INSTRUCTIONS FOR THE TASK – Pick out every line in the data below that holds "superuser".
+++ EXERCISE INPUTS +++
PR #122, opened 2016-03-17
keeper: add pg_rewind support

sgotti:
This patch adds pg_rewind support. By default it's disabled and can be
enabled setting the `use_pg_rewind` cluster config options to true.
Since pg_rewind needs to connect to the master instance with a superuser
role, the superuser credential needs to be provided (currently at
startup using environment variables or options (discouraged)) to all the
`stolon-keeper` processes. For security reason they cannot be provided
inside the cluster config.

It'll also work with synchronous replication (pg_rewind needs to connect
with `synchronous_commit` disabled at its session level).

Add related tests.

Add related documentation.


sgotti:
@s-hironobu @shaneog Merging this (it's working well and can be changed/improved in future). If you're going to test pg_rewind support please report issues or feature requests. Thanks.

PR #130, opened 2016-03-30
In the proxy example, the environment variables for the storage backe…

robdaemon:
…nd are incorrect (copy/paste error?)


sgotti:
Good catch! That was introduced by the migration to libkv (cbe0782446f00d68c0a806f1613c703647986e86)

This makes me think we'll need to find a way to test also on a kubernetes cluster (I'll check if it willl be possible to setup a simple kubernetes cluster on a semaphore ci vm).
+++
TASK OUTPUT –
Since pg_rewind needs to connect to the master instance with a superuser
role, the superuser credential needs to be provided (currently at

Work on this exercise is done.